Exhibition view of Pauline Curnier Jardin’s Qu’un Sang Impur (2019) and Hot Flashes Forest at the Preis der Nationalgalerie 2019 exhibition
In the suburbs, the artist’s subjects encounter an irreverent male youth. Locking eyes with the young butcher, the young mailman, blood runs down their pantyhose and forms hot pools on the sidewalk. Little girls in pigtails eat cake and watch them bleed. Despite their so-called liberation from the reproductive loop, Curnier Jardin’s women bleed in moments of arousal. They rub their bodies against the prison walls while the security guard watches, both a response to the male gaze and a gesture to dismantle it. A hot pink fingernail penetrates the prison peephole, feeling around in circles for an eye. Actress Eva-Maria Kurz mocks the guard via a coquettish scowl.

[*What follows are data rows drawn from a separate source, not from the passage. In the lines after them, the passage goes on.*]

PR #1003, opened 2023-01-19
Fix bug: add to list is returning straight back to summary

ONS-Guilhem-Forey:
In a schema with a list collector and a summary, when the user completes the list collector block and lands on the summary page, but then adds another item to the list, they are redirected to the summary.

Instead, we want the user to be redirected to the list collector parent page, asking them if they want to add another item to the list collector.

This change also impacts the `change` and `remove` actions.

Thus here are the specs:
* If the user adds from the summary, return to the parent location
* If the user changes an item from the summary, return to the summary
* If the user removes an item from the summary:
    * if the change of list length introduces a new incomplete block, redirect to this block
    * Otherwise, go back to the summary 

### How to review

Smoke tests on the list collector schemas.
Changes in the way list collector schemas behave is expected. See integration and functional tests.

### DIFF
--- a/app/views/handlers/list_action.py
+++ b/app/views/handlers/list_action.py
@@ -34,11 +34,21 @@ class ListAction(Question):
         return True
 
     def get_previous_location_url(self):
-        if self._return_to == "section-summary":
+        if (
+            self._return_to == "section-summary"
+            and self.router.can_display_section_summary(
+                self.parent_location.section_id, self.parent_location.list_item_id
+            )
+        ):
             return self.get_section_summary_url()
 
         block_id = self._request_args.get("previous")
-        return self._get_location_url(block_id)
+        return self._get_location_url(
+            block_id=block_id,
+            return_to=self._return_to,
+            return_to_answer_id=self._return_to_answer_id,
+            return_to_block_id=self._return_to_block_id,
+        )
 
     def get_section_summary_url(self):
         return url_for(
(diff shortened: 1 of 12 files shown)


ONS-Guilhem-Forey:
[Bug: Add to list is returning straight back to summary](https://trello.com/c/QWMgvND7/5510-bug-add-to-list-is-returning-straight-back-to-summary)

berroar (approved):
Looks good, seems to have fixed the bug 👍

app/views/handlers/list_action.py
```diff
@@ -52,21 +52,31 @@ def get_next_location_url(self):
...
-        )
-        self.questionnaire_store_updater.remove_answers(answer_ids_to_remove)
-        self.evaluate_and_update_section_status_on_list_change(
-            self.parent_block["for_list"]
+
+        self._routing_path = self.router.routing_path(
+            self.current_location.section_id, self.current_location.list_item_id
         )
+
         self.questionnaire_store_updater.save()
```
MebinAbraham, line 80: We should only need to do this if any store has been updated.

```suggestion
        if self.questionnaire_store_updater.is_dirty():
            self._routing_path = self.router.routing_path(
                self.current_location.section_id, self.current_location.list_item_id
            )

            self.questionnaire_store_updater.save()
```

app/views/handlers/list_action.py
```diff
@@ -52,21 +52,31 @@ def get_next_location_url(self):
...
+        ):
+            return self.router.get_next_location_url(
+                self.parent_location,
+                self._routing_path,
+                self._return_to,
+                self._return_to_answer_id,
+                self._return_to_block_id,
+            )
+
         return self.parent_location.url()
```
MebinAbraham, line 68: This will need to persist the query params. A test will need to be added to ensure this is working.

```py
        return self.parent_location.url(
            return_to=self._return_to,
        )
```

app/views/handlers/list_add_question.py
```diff
@@ -9,13 +9,29 @@ def is_location_valid(self):
             return False
         return True
 
+    def get_next_location_url(self):
+        return self.parent_location.url()
```
MebinAbraham, line 13: This will need to persist the query params. A test will need to be added to ensure this is working. You will most likely need to add another block after the list collector to be able to test this.

```py
        return self.parent_location.url(
            return_to=self._return_to,
        )
```

app/views/handlers/list_action.py
ONS-Guilhem-Forey: Query params added

app/views/handlers/list_add_question.py
ONS-Guilhem-Forey: Query params added

petechd:
Maybe I missed something here but what is the "remove" action expected behaviour? From your PR description: 
`If the user adds or **removes** from the summary, **return to the parent location**`
 but then: `If the user **removes** an item from the summary:
if the change of list length introduces a new incomplete block, **redirect to this block**
Otherwise, **go back to the summary**`

ONS-Guilhem-Forey:
> * If the user adds from the summary, return to the parent location

Good shout, it's a mistake in the description.
Replaced
```
If the user adds or removes from the summary, return to the parent location
```

with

Exhibition view of Pauline Curnier Jardin’s Qu’un Sang Impur (2019) and Hot Flashes Forest at the Preis der Nationalgalerie 2019 exhibition
If Foucault’s panopticon is a societal diagram of power, Curnier Jardin’s installation is an effort to disrupt its one-directional purview. In her world, menopause is the veritable saran wrap against capitalism. It loosens the body from the confines of commodification. If one is no longer annexed as the object of desire, she may become something else. She may take off her patina suit and bleed on her slingback kitten heels without taking note. She may kiss and bite her knee, watched or unwatched, inserting a beige loafer as an eschewed dildo. In moments of the film’s peak arousal, flies buzz in the background in a rotting loop of white noise. The erotica of the older woman is not enacted without encountering fragments of its own shame.
Pauline Curnier Jardin’s installation, part of a joint exhibition with her fellow 2019 Preis der Nationalgalerie nominees, will be on view at the Hamburger Bahnhof (Invalidenstraße 50-51, 10557 Berlin) until February 15. The artist will have a solo exhibition in honor of her win, which will open this November.